I picked her up again, letting her curl against my chest as I sat down on the bed.
She let me. There was no fighting, no struggling, not even a grunt of protest. She just laid her head on my chest and trembled.
She was quiet. Too quiet. Too vulnerable.
Alina was always so fucking strong, and now she needed me. She needed me to be her refuge, to make her feel sheltered and cared for.
That was what I intended to do.
So I took care of her. I took care of her in a way I knew no one else had. Not for a very long time.
With a press of my lips to her forehead, I left her on the bed and moved to the bathroom to draw a warm bath, filling the tub with the rose-scented bubbles she often preferred.
When I brought her in, she didn't fight me. There was no fire in her eyes, no acknowledgement of what was happening. Not even as I stripped her and rolled up my sleeves before I gently lowered her into the water.
I wanted to go in with her, but this wasn't about my comfort. It was about hers.
Keeping my touch gentle, I washed her. My firm hands massaged the bodywash into her shoulders while I tried to release the tension she was holding onto, and then I carefully washed her long hair, taking time to massage the luxurious lather into her scalp until she melted into the bathtub.
I even took my time combing the conditioner through her curls, gently detangling her locks. Showing her how I felt.
I wanted to tell her. I wanted to say the words, but why would she believe me?
How could I say I loved her when I had taken her, locked her away, and then let her be taken from me?
I wrapped her in a thick robe, lifted her into my arms, and carried her back to bed.
She collapsed onto the comforter, still not saying a word as she stared into space.
I brought her hot tea, coaxing her to take small sips.She did as I asked but said nothing. It was like she was there, but not. Like she had escaped into her own mind.
I wanted her here with me, but what I wanted wasn't important. She had to process what had happened, and all I could do was hope that she would let me in when she was ready.
The sun set, casting long shadows across our room as we lay in bed together. I would have stayed there all night if she needed me to, but then her stomach growled.
Without a word, I sent a text down to room service, ordering comfort food.
Tomato soup with grilled cheese and extra crusty bread. It was my go-to meal when life was a bit too much. The thick, rich soup always seemed to warm me from the inside out, and I hoped it would do the same for her.
When it was delivered, she was still lifeless, just staring at the wall. At least the shaking had stopped.
I brought the food into the bedroom, setting it up on the bedside table, then settled her into my lap.

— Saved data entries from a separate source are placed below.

PR #197, opened 2021-07-21
Poc/sqlite instead of fs for metadata for csi

0sewa0:


cmd/csidriver/main.go
```diff
@@ -87,8 +88,13 @@ func main() {
...
-		log.Error(err, "unable to create garbage collector directory for CSI Driver")
+	access := metadata.SqliteAccess{}
+	if err := access.Setup(); err != nil {
+		log.Error(err, "failed to setup database storage for CSI Driver")
+		os.Exit(1)
+	}
+	if err := metadata.CheckStorageCorrectness(mgr.GetClient(), &access, log); err != nil {
+		log.Error(err, "failed to correct database storage for CSI Driver")
 		os.Exit(1)
 	}
```
baichinger, line 99: If housekeeping fails for whatever reason, the driver will terminate. This might result in an outage which is not automatically recoverable.

controllers/csi/metadata/correctness.go
```diff
@@ -0,0 +1,65 @@
...
+		var pod corev1.Pod
+		if err := cl.Get(context.TODO(), client.ObjectKey{Name: podName}, &pod); !k8serrors.IsNotFound(err) {
+			continue
+		}
+		if err := access.DeleteVolume(podNames[podName]); err != nil {
+			return err
+		}
+		pruned++
+	}
+	log.Info("CSI volumes database is corrected", "prunedRows", pruned)
```
baichinger, line 42: Instead of logging a plain number it would be more valuable to log the orphan volumes/pods. Same below for tenants.

controllers/csi/metadata/sqlite.go
```diff
@@ -0,0 +1,308 @@
...
+
+	getDynakubesStatement = `
+	SELECT UUID, Dynakube
+	FROM tenants;
+	`
+)
+
+var (
+	log    = logger.NewDTLogger().WithName("storage")
+	dbPath = filepath.Join(dtcsi.DataPath, "csi.db")
```
baichinger, line 91: Overwriting this variable in tests is fragile. Would make it an argument to the constructor.

cmd/csidriver/main.go
```diff
@@ -87,8 +88,13 @@ func main() {
...
 
-	if err := fs.MkdirAll(filepath.Join(csiOpts.RootDir, dtcsi.GarbageCollectionPath), 0770); err != nil {
-		log.Error(err, "unable to create garbage collector directory for CSI Driver")
+	access := metadata.SqliteAccess{}
```
baichinger, line 91: Not using the constructor for this seems odd. As already pointed out, the initialization (including the setup step) of this object should be revised.

controllers/csi/metadata/metadata.go
```diff
@@ -0,0 +1,47 @@
...
+
+// Return a new Volume if all fields are set.
+func NewVolume(id, podUID, version, tenantUUID string) *Volume {
+	if id == "" || podUID == "" || version == "" || tenantUUID == "" {
+		return nil
+	}
+	return &Volume{id, podUID, version, tenantUUID}
+}
+
+type Access interface {
```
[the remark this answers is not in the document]
0sewa0: My idea was that we always use it with the package name, so `metadata.Access` in which case it refers to a struct that can access the metadata. If we called it `Metadata` then we would use it as `metadata.Metadata` which is very redundant.

controllers/csi/metadata/sqlite.go
```diff
@@ -0,0 +1,306 @@
+package metadata
```
thschue, line 1: I think it would be a better solution to use a map or a custom resource to achieve this instead of bringing the complexity of this in there ...

thschue (changes requested):
Let's talk about the solution, there might be more reasonable ways to achieve this ...

controllers/csi/metadata/sqlite.go
0sewa0: Using maps (tenants/volume map) could work well up until `GetUsedVersions(tenantUUID string)`, you would have to iterate over all of the volume-map to find the versions associated with a tenant, a 3rd map just for the purpose of storing what versions does a tenant have would be yet again a bit annoying because you can't really store a key: list AFAIK (you can store the list as a string) in a configmap.

A smaller issue is that this would create 2(or 3) configmap/node, which feels a bit much 😄 
And creating a custom resource to solve this issue feels a bit more complex to me.

however, I'm open for suggestions 😃

controllers/csi/metadata/correctness.go
```diff
@@ -0,0 +1,67 @@
...
+	dynatracev1alpha1 "github.com/Dynatrace/dynatrace-operator/api/v1alpha1"
+	"github.com/go-logr/logr"
+	corev1 "k8s.io/api/core/v1"
+	k8serrors "k8s.io/apimachinery/pkg/api/errors"
+	"sigs.k8s.io/controller-runtime/pkg/client"
+)
+
+// Checks if the entries in the storage are actually valid
+// Removes not valid entries
+func CheckStorageCorrectness(cl client.Client, access Access, log logr.Logger) error {
```
meik99, line 15: If it not only checks the storage but also removes invalid entries, it should be called something like `CorrectStorage`

controllers/csi/metadata/correctness.go
```diff
@@ -0,0 +1,67 @@
...
+		return err
+	}
+	if err := checkTenantsCorrectness(cl, access, log); err != nil {
+		return err
+	}
+	return nil
+}
+
+// Removes volume entries if their pod is no longer exists
+func checkVolumesCorrectness(cl client.Client, access Access, log logr.Logger) error {
```
meik99, line 26: same as before, should be renamed to something like `correctVolumes`

controllers/csi/metadata/correctness.go
```diff
@@ -0,0 +1,67 @@
...
+			return err
+		}
+		pruned = append(pruned, volumeID+"|"+podName)
+	}
+	log.Info("CSI volumes database is corrected (volume|pod)", "prunedRows", pruned)
+	return nil
+}
+
+// Removes tenant entries if their dynakube no longer exists
+func checkTenantsCorrectness(cl client.Client, access Access, log logr.Logger) error {
```
meik99, line 48: same as before, should be renamed to something like `correctTenants`

controllers/csi/metadata/sqlite.go
```diff
@@ -0,0 +1,306 @@
...
+	a := SqliteAccess{}
+	err := a.Setup(path)
+	if err != nil {
+		log.Error(err, "Failed to connect to the database, err: %s", err.Error())
+		return nil, err
+	}
+	return &a, nil
+}
+
+// Connects to the database via the provided driver and path to the database.
```
meik99, line 106: unnecessary comment

controllers/csi/metadata/sqlite.go
```diff
@@ -0,0 +1,306 @@
...
+
+func (a *SqliteAccess) DeleteTenant(tenantUUID string) error {
+	err := a.executeStatement(deleteTenantStatement, tenantUUID)
+	if err != nil {
+		err = fmt.Errorf("couldn't delete tenant, UUID %s, err: %s", tenantUUID, err)
+	}
+	return err
+}
+
+// Gets a Tenant from the database, return (nil, nil) if the tenant is not in the database.
```
meik99, line 171: unnecessary comment

controllers/csi/metadata/sqlite.go
```diff
@@ -0,0 +1,306 @@
...
+	var dynakube string
+	err := a.querySimpleStatement(getTenantStatement, tenantUUID, &latestVersion, &dynakube)
+	if err != nil {
+		err = fmt.Errorf("couldn't get tenant for UUID %s, err: %s", tenantUUID, err)
+	}
+	return NewTenant(tenantUUID, latestVersion, dynakube), err
+}
+
+// Gets a Tenant from the database via its dynakube, return (nil, nil) if the tenant is not in the database.
+// Needed during NodePublishVolume.
```
meik99, line 183: unnecessary comment

controllers/csi/metadata/sqlite.go
```diff
@@ -0,0 +1,306 @@
...
+			volume.VolumeID,
+			volume.PodName,
+			volume.Version,
+			volume.TenantUUID,
+			err)
+	}
+	return err
+}
+
+// Gets a Volume from the database, return (nil, nil) if the volume is not in the database.
```
meik99, line 207: unnecessary comment

controllers/csi/metadata/sqlite.go
```diff
@@ -0,0 +1,306 @@
...
+
+func (a *SqliteAccess) DeleteVolume(volumeID string) error {
+	err := a.executeStatement(deleteVolumeStatement, volumeID)
+	if err != nil {
+		err = fmt.Errorf("couldn't delete volume VolumeID %s, err: %s", volumeID, err)
+	}
+	return err
+}
+
+// Gets all unique versions present in the `volumes` database in map.
```
meik99, line 227: unnecessary comment

controllers/csi/provisioner/reconciler.go
```diff
@@ -96,31 +104,52 @@ func (r *OneAgentProvisioner) Reconcile(ctx context.Context, request reconcile.R
...
+		}
+		if err != nil {
+			return reconcile.Result{}, err
+		}
+	}
 
 	return reconcile.Result{RequeueAfter: 5 * time.Minute}, nil
 }
 
+func tenantChanged(old, new metadata.Tenant) bool {
```
meik99, line 149:
```suggestion
func hasTenantChanged(old, new metadata.Tenant) bool {
```

meik99 (changes requested):

DTMad (approved):

PR #402, opened 2021-12-03
Reorg codebase

0sewa0:
same as https://github.com/Dynatrace/dynatrace-operator/pull/391


config/manifests/bases/dynatrace-operator.clusterserviceversion.yaml
```diff
@@ -6,7 +6,7 @@ metadata:
     capabilities: Deep Insights
     categories: Monitoring,Logging & Tracing
     containerImage: registry.connect.redhat.com/dynatrace/dynatrace-operator
-    repository: https://github.com/Dynatrace/dynatrace-operator
+    repository: https://github.com/Dynatrace/dynatrace-operator/src
```
chrismuellner, line 9: I don't think this is correct, the repository url didn't change

deploy/install.sh
```diff
@@ -102,12 +102,12 @@ isOCP311() {
 
 applyDynatraceOperator() {
   if [ "${CLI}" = "kubectl" ]; then
-    "${CLI}" apply -f https://github.com/Dynatrace/dynatrace-operator/releases/latest/download/kubernetes.yaml
+    "${CLI}" apply -f https://github.com/Dynatrace/dynatrace-operator/src/releases/latest/download/kubernetes.yaml
```
chrismuellner, line 105: this is the incorrect location

PROJECT
```diff
@@ -4,14 +4,14 @@ layout:
 plugins:
   go.sdk.operatorframework.io/v3: {}
 projectName: dynatrace-operator
-repo: github.com/Dynatrace/dynatrace-operator
+repo: github.com/Dynatrace/dynatrace-operator/src
```
chrismuellner, line 7: repo stays the same

README.md
```diff
@@ -18,7 +18,7 @@ With v0.3.0 the CRD structure has been changed to provide an easier and more und
 - added **hostMonitoring** for only monitoring the host in the cluster without app-only injection
 - (PREVIEW) added **cloudNativeFullStack** mode, which combines **hostMonitoring**, with the webhook based **applicationMonitoring**
 
-For more information please have a look at [our DynaKube Custom Resource examples](https://github.com/Dynatrace/dynatrace-operator/tree/master/config/samples),
+For more information please have a look at [our DynaKube Custom Resource examples](https://github.com/Dynatrace/dynatrace-operator/src/tree/master/config/samples),
```
chrismuellner, line 21: incorrect url

chrismuellner (changes requested):

chrismuellner (commented):
What about the `version` package, it should also be under `src`?

Moving everything that has `go` code under `src` would also make sense (so testing stuff as well)...

0sewa0:
the `version` package is something thats only purpose is to store the version of the operator, we set it during the build process, and we only read it in the go code, so I felt that its fine to be left out

chrismuellner (approved):

PR #403, opened 2021-12-03
Adds editorconfig + pre-commit

0sewa0:
We already have the pre-commit hook in our internal wiki, but having it in the actual repo is nicer.
(I tried to improve the pre-commit, dunno if I succeeded)


.editorconfig
```diff
@@ -0,0 +1,17 @@
...
+root = true
+
+[*]
+charset = utf-8
+end_of_line = lf
+insert_final_newline = true
+trim_trailing_whitespace = true
+
+[*.go]
+indent_style = space
```
gkrenn, line 12: Would change that to tab as we are currently using tab nearly in every gofile.

.github/pre-commit
```diff
@@ -0,0 +1,55 @@
...
+        ## add any potential changes from our formatting to the
+        ## commit
+        git add $file
+    done
+fi
+
+golangci-lint run --build-tags integration,containers_image_storage_stub
+res=$?
+if [[ $res -ne 0  ]] ; then
+echo "Linting failed"
```
gkrenn, line 34: Nitpick, I don't care if you don't do it, but there should be indentations.

luhi-DT (approved):

gkrenn (approved):

PR #404, opened 2021-12-03
Add support for single token

gkrenn:
If the apiToken has the scope "InstallerDownload" and "DataExport", the paas token can be omitted


controllers/dynakube/dtclient_reconciler.go
```diff
@@ -32,9 +31,8 @@ type tokenConfig struct {
 }
 
 func (r *DynatraceClientReconciler) Reconcile(ctx context.Context, instance *dynatracev1beta1.DynaKube) (dtclient.Client, bool, error) {
-	now := r.Now
```
0sewa0, line 35: wouldn't calling r.Now multiple times and different points in the function cause to have multiple different timestamps, couldn't that cause problems ?

gkrenn: Do not see a problem there. - r.Now can't be called as it isn't a function. - And accessing the same field multiple times is not a problem.

src/controllers/dynakube/dtclient_reconciler.go
```diff
@@ -202,9 +210,28 @@ func (r *DynatraceClientReconciler) Reconcile(ctx context.Context, instance *dyn
...
+	if updateSecret {
+		if err := r.Client.Update(ctx, secret); err != nil {
+			return dtc, updateCR, fmt.Errorf("failed to update secret: %s", err)
+		}
+	}
+
 	return dtc, updateCR, nil
 }
 
+func (r *DynatraceClientReconciler) getTokensFromSecret(ctx context.Context, instance *dynatracev1beta1.DynaKube) (*corev1.Secret, error) {
```
chrismuellner, line 222: this doesn't only get the tokens from the secret
maybe splitting this into loading the secret and then assigning the tokens in a separate stuff would improve readability here

src/controllers/dynakube/dtclient_reconciler_test.go
```diff
@@ -36,8 +36,6 @@ func TestReconcileDynatraceClient_TokenValidation(t *testing.T) {
 		rec := &DynatraceClientReconciler{
 			Client:              c,
 			DynatraceClientFunc: StaticDynatraceClient(dtcMock),
-			UpdatePaaSToken:     true,
```
chrismuellner, line 39: this could use a test to make sure the `apiToken` is used when the `paasToken` is missing

src/controllers/dynakube/dynakube_controller_test.go
```diff
@@ -187,15 +93,48 @@ func TestReconcileActiveGate_Reconcile(t *testing.T) {
...
+		assert.NoError(t, err)
+		assert.NotNil(t, secret)
+		assert.Equal(t, string(secret.Data[dtclient.DynatracePaasToken]), testAPIToken)
+		assert.Equal(t, string(secret.Data[dtclient.DynatraceApiToken]), testAPIToken)
+	})
+}
+
 func TestReconcile_RemoveRoutingIfDisabled(t *testing.T) {
-	mockClient := &dtclient.MockDynatraceClient{}
+	// replacing is possible
```
chrismuellner, line 135: replacing what?

src/initgeneration/initgeneration.go
```diff
@@ -133,9 +133,15 @@ func (g *InitGenerator) generate(ctx context.Context, dk *dynatracev1beta1.DynaK
...
 	var tokens corev1.Secret
+	var paasToken []byte
 	if err := g.client.Get(context.TODO(), client.ObjectKey{Name: dk.Tokens(), Namespace: g.namespace}, &tokens); err != nil {
 		return nil, errors.WithMessage(err, "failed to query tokens")
 	}
+	if len(tokens.Data[dtclient.DynatracePaasToken]) != 0 {
+		paasToken = tokens.Data[dtclient.DynatracePaasToken]
+	} else {
+		paasToken = tokens.Data[dtclient.DynatraceApiToken]
+	}
```
chrismuellner, line 144: could be moved to a function

src/controllers/dynakube/dtclient_reconciler.go
```diff
@@ -96,21 +88,36 @@ func (r *DynatraceClientReconciler) Reconcile(ctx context.Context, instance *dyn
...
+	if r.ApiToken == "" {
+		updateCR = setCondition(&sts.Conditions, metav1.Condition{
+			Type:    apiTokenConf.Type,
+			Status:  metav1.ConditionFalse,
+			Reason:  dynatracev1beta1.ReasonTokenMissing,
+			Message: fmt.Sprintf("Token %s on secret %s missing", apiTokenConf.Key, secretKey),
+		}) || updateCR
+		valid = false
+	} else if r.PaasToken == "" {
+		// if paas token is missing api token is paas token
```
chrismuellner, line 102: should it really be stored twice then?
could we add a flag on the dynakube status to indicate that api/paas token are the same or would that just complicate tings?

deploy/install.sh
```diff
@@ -9,6 +9,7 @@ CONNECTION_NAME=""
 CLUSTER_NAME=""
 CLUSTER_NAME_REGEX="^[-_a-zA-Z0-9][-_\.a-zA-Z0-9]*$"
 CLUSTER_NAME_LENGTH=256
+USES_API_AS_PAAS_TOKEN=false
```
chrismuellner, line 12: I don't think the `install.sh` needs to be updated, but having it can't hurt...

chrismuellner (changes requested):

src/controllers/dynakube/dynakube_controller_test.go
gkrenn: Was just a hint for me during development, will be removed

src/controllers/dynakube/dtclient_reconciler.go
gkrenn: Guess it would not even work, as we need the paasToken field in our secret.

E.g. [env_vars.go](https://github.com/Dynatrace/dynatrace-operator/blob/3dd79f8fbfca65cbdf0414503fe7f03c72c40068/src/controllers/dynakube/oneagent/daemonset/env_vars.go#L43) - The installer env var is grabbed from the secret. FYI: This is only used if the oneagent is not downloaded from the tenant.

So there has to be a paasToken field in the secret.

chrismuellner: ok, shouldn't be done for this pr then

0sewa0 (approved):

chrismuellner (approved):

PR #408, opened 2021-12-08
AG service: port redirection 80->9998 added

mjgrzybek:
If service mesh is used, http rest endpoint is preferred over https.


aorcholski (approved):
Port mapping is OK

"Babygirl, I know you're hungry. Can you eat a few bites for me?"
She nodded, her body going limp against mine.
I tore a piece of the sandwich and dipped it into the soup, then brought it to her lips.
Alina resisted at first. But I just pressed my lips to her temple and murmured, "Eat for me, babygirl. I have to take care of you. Please let me."
She opened her mouth obediently and chewed, then swallowed. With every bite, she seemed a little more present, a little more alive.
Each small act of care changed me. It made me realizehow delicate she was, how far I had pushed her, and how much she meant to me.
She was mine.
Yet my world had broken her. I hadn't broken her, and not for lack of trying. I had pushed her to new limits, but all it took was one outing to go terribly wrong, and she shattered in my arms.